Silence grows—a quiet, not the kind that eats you. His hand finds the back of my neck and just rests there. I close my eyes and count to eight, then sixteen, not because I’m about to jump off a cliff inside my head but because measuring something that isn’t pain feels good.
“I keep seeing him,” he says after a while. “Dorian. In that lobby. The thought of him touching her with that voice, that smile—” He stops before the words become something that bites.
“You shouldn’t have watched the videos.” I fucking warned him.
When Arthur Bradley offered to help him rescue Cleo, they brought on board his son, who hacked into Dorian’s system. They had access to all his cameras and saw what was happening to Cleo. Hence, they sped up the rescue as much as they could. Also . . . they showed some of the video to Eddie.
I don’t think he’s ever going to survive that.
“I know.” He bobs his head.
“Static,” he says, just to try the word out loud. It sits between us and doesn’t demand anything.
“You can sleep,” I tell him. “I’ll take first watch.” I don’t mean guard duty. I mean, if the memories and bad dreams show up for him, I’ll tell them to fuck off.
He snorts softly. “We’re not trading watches over each other like a campout.”
“We’re allowed to be ridiculous,” I say. “It beats being tragic.”

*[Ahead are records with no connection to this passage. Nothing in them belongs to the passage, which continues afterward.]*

PR #649, opened 2020-06-09
Feature/contact/compute displacements

thiagordonho:
Implement a function in the `Particle` class that maps the displacements from the material points to the nodal properties pool. Additionally, implement another function in the `Node` class to compute the nodal multimaterial displacements and separation vectors. Both of these functions are called from the `MPMExplicit` solve function within every computation step by iterating over all particles and all nodes, respectively. The following describes the rationale behind the `map_multimaterial_displacements_to_nodes()` function:

- Iterate over all the nodes in the cell this particle belongs to -- stored in `nodes_`.
- Compute the nodal displacement as `mass_ * shapefn_[i] * displacement_` and update the nodal property at the node.

The following describes the rationale behind the `compute_multimaterial_separation_vector()` function:

- Iterate over all materials in the node -- stored in `std::set material ids`.
- Update the nodal displacements by dividing by the nodal-material mass.
- Calculate the displacement of the centre of mass at this node -- `displacement_`.
- Compute the separation vector as given in [Nairn (2013)](http://www.cof.orst.edu/cof/wse/faculty/Nairn/papers/MMInterfaces.pdf) and assign it to `nodal_properties_` (this computation is done in a separate iteration over all the materials, for the displacement of the centre of mass is necessary).

The calculation of the displacements and separation vectors for each node and material is expected with this PR. The separation vector is essential for the contact algorithm since it is used in a second verification of the contact between two adjacent materials.

### DIFF
--- a/include/node.tcc
+++ b/include/node.tcc
@@ -569,9 +569,9 @@ void mpm::Node<Tdim, Tdof,
   // node
   std::lock_guard<std::mutex> guard(node_mutex_);
   for (auto mitr = material_ids_.begin(); mitr != material_ids_.end(); ++mitr) {
-    const Eigen::Matrix<double, Tdim, 1> material_displacement =
+    const auto& material_displacement =
         property_handle_->property("displacements", prop_id_, *mitr, Tdim);
-    const Eigen::Matrix<double, 1, 1> material_mass =
+    const auto& material_mass =
         property_handle_->property("masses", prop_id_, *mitr);
 
     // displacement of the center of mass
@@ -592,9 +592,9 @@ void mpm::Node<Tdim, Tdof,
         property_handle_->property("masses", prop_id_, *mitr);
 
     // Update the separation vector property
-    Eigen::Matrix<double, Tdim, 1> separation_vector =
-        (displacement_ - material_displacement) * mass_(0, 0) /
-        (mass_(0, 0) - material_mass(0, 0));
+    const auto& separation_vector = (displacement_ - material_displacement) *
+                                    mass_(0, 0) /
+                                    (mass_(0, 0) - material_mass(0, 0));
     property_handle_->update_property("separation_vectors", prop_id_, *mitr,
                                       separation_vector, Tdim);
   }
--- a/include/node.tcc
+++ b/include/node.tcc
@@ -28,7 +28,7 @@ void mpm::Node<Tdim, Tdof, Tnphases>::initialise() noexcept {
   external_force_.setZero();
   internal_force_.setZero();
   pressure_.setZero();
-  displacement_.setZero();
+  contact_displacement_.setZero();
   velocity_.setZero();
   momentum_.setZero();
   acceleration_.setZero();
@@ -575,7 +575,7 @@ void mpm::Node<Tdim, Tdof,
         property_handle_->property("masses", prop_id_, *mitr);
 
     // displacement of the center of mass
-    displacement_ += material_displacement / mass_(0, 0);
+    contact_displacement_ += material_displacement / mass_(0, 0);
     // assign nodal-multimaterial displacement by dividing it by this material's
     // mass
     property_handle_->assign_property(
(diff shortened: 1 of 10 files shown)


include/node.tcc
```diff
@@ -558,3 +559,43 @@ void mpm::Node<Tdim, Tdof,
...
+    displacement_ += material_displacement / mass_(0, 0);
+    // assign nodal-multimaterial displacement by dividing it by this material's
+    // mass
+    property_handle_->assign_property(
+        "displacements", prop_id_, *mitr,
+        material_displacement / material_mass(0, 0), Tdim);
+  }
+
+  // iterate over all materials in the material_ids to compute the separation
+  // vector
```
kks32, line 587: Does this have to be computed after the displacement in previous for, could we merge these two for loops?

kks32 (changes requested):

include/node.tcc
thiagordonho: They can't be merged because the displacement of the center of mass needs to be calculated in the first loop before it can be used in the second loop to calculate the separation vector.

include/node.tcc
```diff
@@ -558,3 +559,43 @@ void mpm::Node<Tdim, Tdof,
...
+               Tnphases>::compute_multimaterial_separation_vector() {
+  // iterate over all materials in the material_ids set, update the
+  // displacements and calculate the displacement of the center of mass for this
+  // node
+  std::lock_guard<std::mutex> guard(node_mutex_);
+  for (auto mitr = material_ids_.begin(); mitr != material_ids_.end(); ++mitr) {
+    const Eigen::Matrix<double, Tdim, 1> material_displacement =
+        property_handle_->property("displacements", prop_id_, *mitr, Tdim);
+    const Eigen::Matrix<double, 1, 1> material_mass =
+        property_handle_->property("masses", prop_id_, *mitr);
```
bodhinandach:
```suggestion
    const auto& material_displacement =
        property_handle_->property("displacements", prop_id_, *mitr, Tdim);
    const auto& material_mass =
        property_handle_->property("masses", prop_id_, *mitr);
```

include/node.tcc
```diff
@@ -558,3 +559,43 @@ void mpm::Node<Tdim, Tdof,
...
+  // iterate over all materials in the material_ids to compute the separation
+  // vector
+  for (auto mitr = material_ids_.begin(); mitr != material_ids_.end(); ++mitr) {
+    const Eigen::Matrix<double, Tdim, 1> material_displacement =
+        property_handle_->property("displacements", prop_id_, *mitr, Tdim);
+    const Eigen::Matrix<double, 1, 1> material_mass =
+        property_handle_->property("masses", prop_id_, *mitr);
+
+    // Update the separation vector property
+    Eigen::Matrix<double, Tdim, 1> separation_vector =
```
bodhinandach: `const`?

include/particles/particle.tcc
```diff
@@ -515,7 +516,23 @@ void mpm::Particle<Tdim>::map_multimaterial_mass_momentum_to_nodes() noexcept {
...
+//! Map multimaterial displacements to nodes
+template <unsigned Tdim>
+void mpm::Particle<Tdim>::map_multimaterial_displacements_to_nodes() noexcept {
+  // Check if particle mass is set
+  assert(mass_ != std::numeric_limits<double>::max());
+
+  // Map displacements to nodal property and divide it by the respective
+  // nodal-material mass
+  for (unsigned i = 0; i < nodes_.size(); ++i) {
+    Eigen::Matrix<double, Tdim, 1> displacement =
```
bodhinandach: `const`?

bodhinandach (commented):
So far looks okay for me @thiagordonho. I added my suggestion and have one minor comment: will that be better if we somehow change the naming of `displacement_` to something like `contact_displacement_` to avoid confusion of nodal variable. I was thinking `displacement_` is the integration of `velocity_`.

thiagordonho:
> So far looks okay for me @thiagordonho. I added my suggestion and have one minor comment: will that be better if we somehow change the naming of `displacement_` to something like `contact_displacement_` to avoid confusion of nodal variable. I was thinking `displacement_` is the integration of `velocity_`.

I think that is a very good idea! I will change all the related variables. Thank you for that and for the other remarks.

bodhinandach (approved):

kks32 (approved):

He taps two fingers against my shoulder in a rhythm I recognize from when we were stupid and new. “Trade me at two,” he says.
“Deal.”
Minutes pass. The house settles into night-sounds. Somewhere downstairs, there’s a click.
“I’m glad you kissed me,” Eddie says, a whisper that might be for me or for the ceiling. “It felt like we were on the same team.”
“We are,” I say. “We keep forgetting, but we are.”
He presses his mouth to my forehead. It’s a touch without hunger, a benediction he doesn’t believe he’s allowed to give. I let it land. I don’t chase it. We’re learning.
“Tomorrow,” he says, and leaves the rest for the morning to decide.
“Tomorrow,” I agree.
The door stays open. In the other room, a girl sleeps like sleeping is a new instrument, and she’s close to hearing how it’s tuned. In this room, two men who broke each other a little are trying to be easier on the wood this time.
“Static,” I murmur, just to feel the word on my tongue.
“Static,” he echoes, and it doesn’t mean noise for once. It means stop, breathe, begin again.